Baselight

AslgPc12 (English-ASL Gloss Parallel Corpus 2012)

Synthetic English-ASL Gloss Parallel Corpus 2012

@kaggle.thedevastator_unlocking_the_power_of_cross_cultural_language_i

Loading...
Loading...

About this Dataset

AslgPc12 (English-ASL Gloss Parallel Corpus 2012)


AslgPc12 (English-ASL Gloss Parallel Corpus 2012)

Synthetic English-ASL Gloss Parallel Corpus 2012

By Huggingface Hub [source]


About this dataset

This dataset provides an exciting opportunity to bridge the cultural divide between English and American Sign Language, by unlocking a powerful synthetic English-ASL gloss parallel corpus that was generated in 2012. By exploring this cross-cultural language interoperability, we can become better connected both within and beyond our linguistic communities and bring together aspects of communication often seen as separated. With the data provided in this dataset, which consists of columns for gloss (a representation of a sign in English) and text (the translated text of the sign), researchers can uncover further insights into bridging linguistic divides with innovative approaches to machine translation models

More Datasets

For more datasets, click here.

Featured Notebooks

  • 🚨 Your notebook can be here! 🚨!

How to use the dataset

The data set consists of two columns: gloss and text. The “gloss” column contains English representations of an ASL sign, helping users better understand the correlation between written English and ASL signs. The “text” column provides a written translation or interpretation in English for each corresponding ASL sign within the gloss column.
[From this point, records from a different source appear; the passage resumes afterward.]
PR #92941, opened 2020-07-09
Don't return proxied redirects to the client

tallclair:
**What type of PR is this?**
/kind bug

Treat all non-101 (switching protocol) responses to upgrade requests as errors. If the server responds with a 200 but the client is expecting an upgrade, the behavior can be unpredictable and lead to a stuck client.

```release-note
CVE-2020-8559 (Medium): Privilege escalation from compromised node to cluster. See https://github.com/kubernetes/kubernetes/issues/92914 for more details.
Action Required: The API Server will no longer proxy non-101 responses for upgrade requests. This could break proxied backends (such as an extension API server) that respond to upgrade requests with a non-101 response code.
```

/sig api-machinery
/milestone v1.19
/priority important-soon
/assign @liggitt @deads2k

### DIFF
--- a/staging/src/k8s.io/apimachinery/pkg/util/net/http.go
+++ b/staging/src/k8s.io/apimachinery/pkg/util/net/http.go
@@ -453,7 +453,7 @@ redirectLoop:
 
 		// Only follow redirects to the same host. Otherwise, propagate the redirect response back.
 		if requireSameHostRedirects && location.Hostname() != originalLocation.Hostname() {
-			break redirectLoop
+			return nil, nil, fmt.Errorf("hostname mismatch: expected %s, found %s", originalLocation.Hostname(), location.Hostname())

Using this data set, users can create a variety of scenarios which emulate common conversation topics that are found within everyday life - such as greetings, family activities, home chores etc, by pairing up individual words with their translations into ASL signs. With diligent practice users will gain proficiency over time when it comes to having coherent conversations using both spoken languages and signed languages such as those found in American Sign Language (ASL). Furthermore further exploration using predictive models developed from this corpus could help unravel complex linguistic problems abound cross-cultural communication barriers

Research Ideas

  • Developing generative ASL-English bilingual chat bots
  • Benchmarking different translation models to measure accuracy
  • Using the parallel data to assess various translation techniques and determine which is the most successful technique in translating from English to ASL

Acknowledgements

If you use this dataset in your research, please credit the original authors.
Data Source

License

License: CC0 1.0 Universal (CC0 1.0) - Public Domain Dedication
No Copyright - You can copy, modify, distribute and perform the work, even for commercial purposes, all without asking permission. See Other Information.

Columns

File: train.csv

Column name Description
gloss This column contains the ASL gloss representation in a given context for any keyword or phrase spoken in ASL. (String)

Acknowledgements

If you use this dataset in your research, please credit the original authors.
If you use this dataset in your research, please credit Huggingface Hub.

Tables

Train

@kaggle.thedevastator_unlocking_the_power_of_cross_cultural_language_i.train
  • 6.85 MB
  • 87710 rows
  • 2 columns
Loading...

CREATE TABLE train (
  "gloss" VARCHAR,
  "text" VARCHAR
);

Share link

Anyone who has the link will be able to view this.